== Segment start ==
Issue #259, opened 2016-03-08
Error in ela accept and can't install visual code new release


overbid:
Can't run Visual code and got this message

```
Hello from Seattle.

Follow @code





window.twttr=(function(d,s,id){var js,fjs=d.getElementsByTagName(s)[0],t=window.twttr||{};if(d.getElementById(id))return t;js=d.createElement(s);js.id=id;js.src="https://platform.twitter.com/widgets.js";fjs.parentNode.insertBefore(js,fjs);t._e=[];t.ready=function(f){t._e.push(f);};return t;}(document,"script","twitter-wjs"));



Privacy
Terms of Use
License



&copy; 2016 Microsoft







































{
"@context" : "http://schema.org",
"@type" : "Product",
"name" : "Visual Studio Code",
"logo": "https://code.visualstudio.com/Content/images/vscode.ico",
"url" : "https://code.visualstudio.com",
"potentialAction": {
"@type": "SearchAction",
"target": "https://code.visualstudio.com/Search?q={search_term_string}",
"query-input": "required name=search_term_string"
},
"sameAs" : [
"https://en.wikipedia.org/wiki/Visual_Studio_Code",
"https://www.facebook.com/visualstudio",
"https://twitter.com/code",
"http://blogs.msdn.com/b/vscode"
]
}
```

LyzardKing:
They slightly changed the license page. I'll fix it now.

overbid:
And them change run file from Code to code, too.

LyzardKing:
Done. I fixed and ran the tests and now it works.
@didrocks  I'd leave the issue open until we release a version that has this fix

overbid:
I try to pull request but @LyzardKing, you fix it very quick.

PR #261, opened 2016-03-11
Add more test for vscode

overbid:
from https://github.com/ubuntu/ubuntu-make/issues/259


didrocks:
Thanks a lot for spotting that one! All good, +1 :)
== Segment end ==
- **About this exercise**
Pull every line containing the word "twitter" out of the entries above.

- **Solution for this task**
window.twttr=(function(d,s,id){var js,fjs=d.getElementsByTagName(s)[0],t=window.twttr||{};if(d.getElementById(id))return t;js=d.createElement(s);js.id=id;js.src="https://platform.twitter.com/widgets.js";fjs.parentNode.insertBefore(js,fjs);t._e=[];t.ready=function(f){t._e.push(f);};return t;}(document,"script","twitter-wjs"));
"https://twitter.com/code",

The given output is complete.